The Cypriot real estate market is showing significant recovery
It is safe to say that the Cyprus economy showed resilience against the odds last year, despite concerns about the impact from the pandemic and war in Ukraine. And its real estate sector was no exception.
According to the Danos Cyprus Real Estate Market Report for the 2nd Semester of 2022, the property market has shown such resilience that last year it had its best performance since 2008.
Paphos recorded the highest increase in sales documents, followed by Larnaca then Limassol and Famagusta.
“The Cypriot real estate market is showing a significant recovery despite the uncertainty in the economic environment triggered by the energy crisis, with investors from Europe but also Arab countries including Cyprus in their investment framework,” says the report. “The first eleven months of 2022 were the best for the sector since 2008, according to Land Registry figures.”
According to the data, sales documents for 12,074 units were filed with the land registry offices by the eleventh month of 2022, compared with 9,063 the previous year (up 33%). This is the best eleven-month period since 2008, when sales reached 14,043 units.

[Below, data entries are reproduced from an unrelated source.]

Issue #6472, opened 2022-11-18
Doppelganger Detection acceptance tests


mehdi-aouadi:
Add a doppelganger detection acceptance test

PR #6514, opened 2022-11-25
Detect doppelganger for key manager api loaded keys

mehdi-aouadi:
## PR Description
Enable doppelganger detection for keys loaded through the key manager api (local and remote)

## Fixed Issue(s)

https://github.com/ConsenSys/teku/issues/6472

## Documentation

## Changelog


validator/client/src/main/java/tech/pegasys/teku/validator/client/ActiveKeyManager.java
```diff
@@ -214,57 +217,107 @@ DeleteKeyResult deleteExternalValidator(final Validator activeValidator) {
...
+      maybeDoppelgangerDetector
+          .map(
+              doppelgangerDetector ->
+                  doppelgangerDetector
+                      .performDoppelgangerDetection(filterImportedPubKeys(importResults))
+                      .thenAccept(
+                          doppelgangerDetected -> {
+                            if (!doppelgangerDetected.isEmpty()) {
+                              System.exit(1);
+                            }
```
rolfyone: Im not sure this is what we want... if we've got a bunch of keys already loaded and i load one that is invalid, then we're going to system.exit a running validator?

Because it's batch loading, i think potentially you could justify rejecting the whole batch once the first fails, but I'm not super keen on crashing the validator...

Probably need more opinions @ajsutton

validator/client/src/main/java/tech/pegasys/teku/validator/client/ActiveKeyManager.java
```diff
@@ -214,57 +217,107 @@ DeleteKeyResult deleteExternalValidator(final Validator activeValidator) {
...
+                      .performDoppelgangerDetection(filterExternallyImportedPubKeys(importResults))
+                      .thenAccept(
+                          doppelgangerDetected -> {
+                            if (!doppelgangerDetected.isEmpty()) {
+                              System.exit(1);
+                            }
+                          }))
+          .orElse(SafeFuture.COMPLETE)
+          .thenAccept(__ -> validatorTimingChannel.onValidatorsAdded())
+          .ifExceptionGetsHereRaiseABug();
```
rolfyone: i think for external signers we need to be super careful. some people (against our recommendation) do run active/active, and this would cause them problems if they turn dopelganger on..

Ultimately, that's kind of why an external signer is in use in the first place, so downtime can be minimized moving keys etc, because the signing records are safe...

Potentially we don't run this protection on dopelganger, or we potentially do something clever, but i think ditto for the system.exit probably not being what we want...

validator/client/src/main/java/tech/pegasys/teku/validator/client/ActiveKeyManager.java
rolfyone: another case that may be interesting, a user removes a key, decides they've made a mistake and re-adds to the same validator...
If slashing protection data is in place and current on import, i wonder if we could be clever...

eg. if they have slashing protection records from last epoch, there's not much point checking if they were active previous epoch, because we cant sign anyway... not a fully formed thought...

ajsutton: hmm, yeah probably not good to exit in that case. It's hard to know how to make it obvious that the key was disabled because of doppelgänger detection though - a single log line would be easy to miss. Might be worth seeing what other clients do in this case.


Not sure if we should trust slashing protection records though. You may have removed the validator then added it to a different node and then also try to readd it to this one by mistake. I think in general if you enable doppelgänger support, you're saying that you want to skip 2 epochs after a new key is added in order to be maximally safe.

validator/client/src/main/java/tech/pegasys/teku/validator/client/ActiveKeyManager.java
ajsutton: Again I think if you've chosen to enable doppelgänger, you're explicitly asking us to keep you safe even if that means missing some attestations when keys are first added or on restart. If you're running active/active or want to minimise downtime while moving validators you shouldn't enable doppelgänger.

validator/client/src/main/java/tech/pegasys/teku/validator/client/ActiveKeyManager.java
rolfyone: I'd happily reject the batch, that'd be in line with other import failures...

ajsutton: hmm, yeah possibly, but most of the time when we reject a batch we also return an API error response but in this case we're already well past that point. So it's really a question of whether it makes it more obvious there's a problem if none of the validators activate or if that just makes it cost more...

mehdi-aouadi: @rolfyone regarding the keys rejection, as mentioned by @ajsutton: The API response doesn't wait for the doppelganger check result (Which could take up to 2 epochs and hence makes it unreasonable). It returns the result of the keys import only and the doppelganger check is run separately.
One option here, instead of shutting down the whole VC, could be to ignore/exclude the detected doppelganger keys or the whole batches containing them and that would be reported in the logs only (And not in the API response).
I think we can assume that when a user activates the doppelganger detection, he should be aware of this behaviour and hence check the logs for further infos.

validator/client/src/main/java/tech/pegasys/teku/validator/client/ActiveKeyManager.java
mehdi-aouadi: Again, the only other option I see here instead of shutting down the VC would be to exclude/ignore the detected doppelganger keys.
I think we should make it clear that the doppelganger detection is "not perfect" and that running it clearly means missing some duties (which means penalties). That should be an accepted side effect.

validator/client/src/main/java/tech/pegasys/teku/validator/client/ActiveKeyManager.java
mehdi-aouadi: @rolfyone regarding the slashing protection data, I am not sure how we could use it for this purpose. The idea here is to check if the keys are used elsewhere in the network and not locally. Otherwise we could reject any keys that have been used even after a restart. Let me know if I am missing something here

ajsutton: Given Lighthouse is doing a full exit in this case and on the basis that users activated doppelgänger because they wanted to prioritise safety over availability I think I've come around to exiting.

I'd suggest not calling `System.exit` directly in the code though - it's better to inject an instance of an object that calls exit so that we can replace it with a mock in tests and check it was told to exit without actually exiting the test JVM.

rolfyone: Ok we can probably document the behaviour I guess. It seems like pretty bad UX, If you're using keymanager you and dopelganger you'll be restricted from any rewards for a further 2 epochs, and none of the validators will be active until you resolve your issue...

mehdi-aouadi:
@ajsutton @rolfyone I made the following changes:
- I encapsulated the DG detection action in a separate interface so we can easily inject/mock it for tests
- Instead of shutting down the VC in the keymanager API use case I now remove the detected DG keys and log that instead. I am not sure about the validators removal though, I need to make sure it's correct and sufficient (Followed what we do for the key deletion API and removed some unnecessary processing, mainly the one related to the slashing protection export)
- Added some UTs for the `ActiveKeyManager`

To summarize, here is the behaviour now:
Post Keys -> Import the keys -> Perform DG detection and in // return the import result -> If DG detected the imported validator doppelgangers are removed

infrastructure/logging/src/main/java/tech/pegasys/teku/infrastructure/logging/StatusLogger.java
```diff
@@ -161,21 +162,46 @@ public void validatorsInitialised(final List<String> validators) {
...
-                            "Index: %d, Public key: %s",
+                            "Index: %s, Public key: %s",
                             doppelgangerInfo.getKey(), doppelgangerInfo.getValue()))
             .collect(Collectors.joining("\n", "\n", "\n"));
     log.fatal(
         "Detected {} validators doppelganger: {}", doppelgangersInfo.size(), doppelgangersLogInfo);
   }
 
+  public void doppelgangerDetectionAlert(final Set<String> doppelgangerPublicKeys) {
+    log.fatal(
```
ajsutton: This isn't fatal if we're not exiting as a result - it would just be an error level.

validator/client/src/main/java/tech/pegasys/teku/validator/client/ValidatorClientService.java
```diff
@@ -235,23 +245,39 @@ public static ValidatorClientService create(
...
+      DataDirLayout dataDirLayout,
+      Optional<DoppelgangerDetector> maybeDoppelgangerDetector) {
+    RestApi validatorRestApi =
+        ValidatorRestApi.create(
+            validatorRestApiConfig,
+            proposerConfigManager,
+            activeKeyManager,
+            dataDirLayout,
+            maybeDoppelgangerDetector,
+            Optional.of(new DoppelgangerDetectionAlert()));
```
ajsutton: So for these `DoppelgangerDetector` I wouldn't use an `Optional` but use pass the class directly. In a test we can easily create a mock implementation to avoid actually shutting down and then the code doesn't have to deal with it potentially not being present.

validator/client/src/main/java/tech/pegasys/teku/validator/client/ActiveKeyManager.java
```diff
@@ -160,6 +165,33 @@ public DeleteRemoteKeysResponse deleteExternalValidators(List<BLSPublicKey> vali
     return new DeleteRemoteKeysResponse(deletionResults);
   }
 
+  private void deleteExternalDoppelgangers(final Set<BLSPublicKey> publicKeys) {
```
ajsutton: I'm not a fan of duplicating the deletion logic here. Given it's a rare situation and the implementation is fairly complex and important to get exactly right, we'd be better off reusing the existing code even if it performs additional computation.

Can probably call the existing `deleteExternalValidators` method and then checking if the result is successful or not and reporting from there.

validator/client/src/main/java/tech/pegasys/teku/validator/client/ActiveKeyManager.java
```diff
@@ -160,6 +165,33 @@ public DeleteRemoteKeysResponse deleteExternalValidators(List<BLSPublicKey> vali
...
+        if (deleteKeyResult.equals(DeleteKeyResult.success())) {
+          validatorLoader.getOwnedValidators().removeValidator(publicKey);
+          LOG.info(
+              "Removed validator doppelgangers public key {}", publicKey.toAbbreviatedString());
+
+        } else {
+          LOG.warn(
+              String.format(
+                  "Unable to remove validator doppelganger public key %s. %s",
+                  publicKey.toAbbreviatedString(), deleteKeyResult.getMessage().orElse("")));
```
ajsutton: I'd say this would be an error not a warning.  But under what situation could we be failing to remove a validator? Does it potentially mean that we are left in an unsafe situation with the validator still active and potentially getting slashed?

validator/client/src/main/java/tech/pegasys/teku/validator/client/ActiveKeyManager.java
```diff
@@ -214,57 +271,141 @@ DeleteKeyResult deleteExternalValidator(final Validator activeValidator) {
...
         reloadRequired = true;
       }
     }
     if (reloadRequired) {
-      validatorTimingChannel.onValidatorsAdded();
+      if (maybeDoppelgangerDetector.isPresent()) {
+        maybeDoppelgangerDetector
+            .get()
+            .performDoppelgangerDetection(filterImportedPubKeys(importResults))
+            .thenAccept(
```
ajsutton: Haven't we already loaded the keys and added them to the `OwnedValidator` set at this point? It seems too late to be enabling doppelgänger.  The call to `validatorTimingChannel.onValidatorsAdded` is just a trigger to immediately reload duties for validators, but duties could be loaded at any point (e.g by a reorg). What stops the validator's still performing doppelgänger detection from having duties calculated?

validator/client/src/main/java/tech/pegasys/teku/validator/client/doppelganger/DoppelgangerDetectionAction.java
```diff
@@ -0,0 +1,26 @@
...
+package tech.pegasys.teku.validator.client.doppelganger;
+
+import java.util.Set;
+import tech.pegasys.teku.bls.BLSPublicKey;
+
+public interface DoppelgangerDetectionAction {
+
+  default void shutDown() {
+    System.exit(1);
+  }
```
ajsutton: Probably shouldn't be a default method given it's only used by one of two implementations. I'd just move it to the implementation.

infrastructure/logging/src/main/java/tech/pegasys/teku/infrastructure/logging/StatusLogger.java

validator/client/src/main/java/tech/pegasys/teku/validator/client/ValidatorClientService.java
mehdi-aouadi: Done

validator/client/src/main/java/tech/pegasys/teku/validator/client/ActiveKeyManager.java
mehdi-aouadi: I refactored the existing deletion logic to pass on the public keys (The same for the import results) and reused it for both internal and external validators

validator/client/src/main/java/tech/pegasys/teku/validator/client/doppelganger/DoppelgangerDetectionAction.java
mehdi-aouadi: Done. I moved the shutdown to the corresponding implementation

validator/client/src/main/java/tech/pegasys/teku/validator/client/ActiveKeyManager.java
mehdi-aouadi: Theoretically this shouldn't happen when importing new keys. The deletion result is more relevant when it comes to existing keys deletion. I added this log for debug purposes (If for some reasons the deletion fails). And yes if it happens it means that the validator will still stay active and hence a potential slashing (which is the downside of not shutting down the VC and rather trying to remove the keys).
I changed it to an error anyway.

infrastructure/logging/src/main/java/tech/pegasys/teku/infrastructure/logging/StatusLogger.java
```diff
@@ -161,21 +162,46 @@ public void validatorsInitialised(final List<String> validators) {
...
+                            "Index: %s, Public key: %s",
                             doppelgangerInfo.getKey(), doppelgangerInfo.getValue()))
             .collect(Collectors.joining("\n", "\n", "\n"));
     log.fatal(
         "Detected {} validators doppelganger: {}", doppelgangersInfo.size(), doppelgangersLogInfo);
   }
 
+  public void doppelgangerDetectionAlert(final Set<String> doppelgangerPublicKeys) {
+    log.error(
+        "Detected {} validators doppelganger. The following public keys will be ignored: {}",
```
rolfyone: is it more that the keys have been removed than ignored?

I wonder if we want to say 
`Detected {} validators that appear to be already active. The following keys have been deleted after being imported: {}`

validator/client/src/main/java/tech/pegasys/teku/validator/client/doppelganger/DoppelgangerDetector.java
```diff
@@ -0,0 +1,297 @@
...
+    this.genesisDataProvider = genesisDataProvider;
+    this.checkDelay = checkDelay;
+    this.timeout = timeout;
+    this.maxEpochs = maxEpochs;
+  }
+
+  public SafeFuture<Map<UInt64, BLSPublicKey>> performDoppelgangerDetection(
+      final Set<BLSPublicKey> pubKeys) {
+    if (pubKeys.isEmpty()) {
+      LOG.info("Skipping doppelganger detection: No public keys to check");
```
rolfyone: doesn't look like it should be info?

rolfyone: if it's once on startup I could live with it though...

validator/client/src/main/java/tech/pegasys/teku/validator/client/doppelganger/DoppelgangerDetector.java
```diff
@@ -0,0 +1,297 @@
...
+      return SafeFuture.fromRunnable(
+          () -> Optional.ofNullable(doppelgangerDetectionTask).ifPresent(Cancellable::cancel));
+    }
+
+    private SafeFuture<Void> performDoppelgangerCheck(final Set<BLSPublicKey> pubKeys) {
+      if (timeProvider
+          .getTimeInSeconds()
+          .minus(startTime)
+          .isGreaterThanOrEqualTo(timeout.toSeconds())) {
+        LOG.warn("Doppelganger Detection timeout");
```
rolfyone: When i see this as a user, what do I do? As a warning, it's going to be pretty visible, and users will want to know what actions they can take...

validator/client/src/main/java/tech/pegasys/teku/validator/client/doppelganger/DoppelgangerDetector.java
```diff
@@ -0,0 +1,297 @@
...
+        return stopDoppelgangerDetector(new HashMap<>());
+      }
+
+      return genesisDataProvider
```
rolfyone, line 169: this probably needs to be broken down into something more maintainable...

rolfyone:
I think the overall flow is good, probably just a bit of cleanup etc to go...

validator/client/src/main/java/tech/pegasys/teku/validator/client/doppelganger/DoppelgangerDetector.java
mehdi-aouadi: Done. I refactored some code blocks into separate methods

validator/client/src/main/java/tech/pegasys/teku/validator/client/doppelganger/DoppelgangerDetector.java
mehdi-aouadi: Done. Added more details and moved the log to the `StatusLogger`

validator/client/src/main/java/tech/pegasys/teku/validator/client/doppelganger/DoppelgangerDetector.java
mehdi-aouadi: Yep it's not supposed to happen too often so I guess we can leave it like it is. Added a small detail though

infrastructure/logging/src/main/java/tech/pegasys/teku/infrastructure/logging/StatusLogger.java
mehdi-aouadi: Actually deleting was the first approach (And it doesn't work since the validators could have their duties scheduled before the DG finishes). Now it's more ignoring the DG keys. I updated the log though

validator/client/src/main/java/tech/pegasys/teku/validator/client/ActiveKeyManager.java
mehdi-aouadi: Right. I implemented a new approach: Instead of loading the validators and then deleting the detected doppelgangers, we now load the keys without adding the validators (Hence we're sure they don't get their duties scheduled). Once the DG check is finished we add the validators (and ignore the doppelganger keys)

validator/client/src/main/java/tech/pegasys/teku/validator/client/doppelganger/DoppelgangerDetectionShutDown.java
```diff
@@ -0,0 +1,27 @@
...
+
+package tech.pegasys.teku.validator.client.doppelganger;
+
+import java.util.List;
+import tech.pegasys.teku.bls.BLSPublicKey;
+
+public class DoppelgangerDetectionShutDown implements DoppelgangerDetectionAction {
+  @Override
+  public void shutDown() {
+    System.exit(1);
```
ajsutton, line 28: Do we need to log something to say why we're shutting down in this case?

ajsutton (approved):
LGTM. Just need to make sure we are logging a message before shutting down if doppelgängers are detected at startup.

validator/client/src/main/java/tech/pegasys/teku/validator/client/doppelganger/DoppelgangerDetectionShutDown.java
mehdi-aouadi: I added a log

Issue #6418, opened 2022-11-10
Replace ExecutionPayloadSchema.create methods with builder


ajsutton:
### Description
Currently `ExecutionPayload` and `ExecutionPayloadHeader` instances are created via milestone specific `create` methods in their schemas.  This makes the creation process tightly coupled to the spec milestone in use.

We need to move to a builder pattern like is used for BlockBody.

ajsutton:
As part of this we should be able to remove the `toVersionBellatrix()` method on the schema objects. At minimum we need to carefully review all the calls to it for ones that may wind up being given a Capella instance (which would return empty).

PR #6518, opened 2022-11-28
Introduce execution payload builder

ajsutton:
## PR Description
Introduces a builder for execution payload in the same vein as for BeaconBlockBody and removes the milestone specific create methods from schemas.

Also removes toVersionX() methods from ExecutionPayloadSchema as their behaviour didn't match those of ExecutionPayload.toVersionX methods (ExecutionPayloadSchema.toVersionCapella would fail for EIP4844 but ExecutionPayload.toVersionCapella would succeed for EIP4844). They are no longer used except in fuzzing which specifically needs the bellatrix schema.

Avoids the need to branch by milestone everywhere we create an ExecutionPayload.

Part of #6418 

## Documentation

## Changelog


rolfyone (approved):
LGTM

PR #6520, opened 2022-11-29
Implement a wrapper around c-kzg jni bindings

### LINKED ISSUE #6470: Add c-kzg java binding dependency in infrastructure crypto module
Once we have the new binding (#6389) we have to add it as a dependency in teku.
We we also need to take care about the initialization (see #6382)

zilm13:
## PR Description
I'm pretty unsure on everything here, but need to start from something
Some notes:
- I was looking at bls module while making this
- I'm not sure that we need `KZGLoader` here
- No optimizations were taken into consideration at that stage
- Test is pretty slow, but I've not found `minimal` setup anywhere
- I've isolated reset exception if nothing is loaded, I'm not sure it's useful, looks more like a bug you could get into from my side

## Fixed Issue(s)

Fixes #6470 
## Documentation

## Changelog


infrastructure/kzg/src/main/java/tech/pegasys/teku/kzg/impl/KZG4844.java
```diff
@@ -0,0 +1,79 @@
...
+  /**
+   * Loads the trusted setup from a file. Once loaded, the same setup will be used for all the
+   * calls. To load a new setup, reset the current one by calling {@link #resetTrustedSetup()} and
+   * then load the new one. If no trusted setup has been loaded, all other API calls will throw an
+   * exception.
+   *
+   * @param path a path to a trusted setup file in filesystem
+   * @throws KzgException if file not found or arguments from file are incorrect
+   */
+  void loadTrustedSetup(final String path) throws KzgException;
```
tbenr: we don't use `final` in interfaces

infrastructure/kzg/src/main/java/tech/pegasys/teku/kzg/impl/KZG4844.java
```diff
@@ -0,0 +1,79 @@
...
+
+  /**
+   * Calculates aggregated proof for the given blobs
+   *
+   * @param blobs Blobs
+   * @return the aggregated proof
+   */
+  KZGProof computeAggregateKzgProof(List<Bytes> blobs);
```
tbenr: shouldn't we have `throws KzgException;` on all methods here?

infrastructure/kzg/src/main/java/tech/pegasys/teku/kzg/KZG.java
```diff
@@ -0,0 +1,118 @@
...
+
+  public static boolean verifyKzgProof(
+      final KZGCommitment kzgCommitment,
+      final Bytes32 z,
+      final Bytes32 y,
+      final KZGProof kzgProof) {
+    return kzgImpl.verifyKzgProof(kzgCommitment, z, y, kzgProof);
+  }
+
+  private static String copyResourceToTempFile(final String path) throws IOException {
```
tbenr: could we pass-through the file if it is a local path?

tbenr (commented):
Makes sense to me to leave `CkzgLoader` as a decoupling layer in case we'll different libraries in the future to choose from.

I provided some initial comments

There was a steep 66.7% increase in the number of sales documents issued to foreigners (to 5,283 from 3,169 in 2021), while sales to locals increased by 15.2% to 6,791, from 5,894 in 2021.
Compared to the eleventh month of 2019, real estate sales have increased 27.7%.
Paphos recorded the highest increase of 66.2%, with sales documents amounting to 2,614, from 1,573 in 2021. It was followed by Larnaca, where sales increased by 47.3%, reaching 2,172 from 1,475. Property sales in Limassol rose 44.4% and 0.3% in Famagusta.
Overall, the Danos report is pleased with the economy’s performance in 2022. “The Cypriot economy proved to be resilient in 2022, despite the many challenges posed on a global scale, which include successive years of supply-chain disruptions and suppressed economic activity caused by the Covid-19 pandemic, followed by the devastating war in Ukraine, which resulted in soaring inflation and high energy prices,” the report said. “Amidst this turbulent environment, Cyprus managed to record the eighth-highest level of growth among European Union member states during the current year.”
Of course, Cyprus wasn’t completely unscathed, with inflation rising alongside the rest of the world and having a severe impact on the more vulnerable groups of the population. And as the report points out, all this while state coffers filled up, boosted by both the elevated performance of certain economic sectors and tax revenue from the price hikes.
“The economy of Cyprus expanded 4.6% year-on-year in the fourth quarter of 2022, following a 5.5% rise in the previous period, flash estimates showed. It marks the seventh consecutive quarter of growth since the contraction Q1 2021, mainly supported by hotels & restaurants, transport & storage, information & communication, wholesale & retail trade, repair of motor vehicles and arts, entertainment & recreation. On a quarterly basis, GDP advanced 1.1% compared to a 1.3% growth in the previous period.”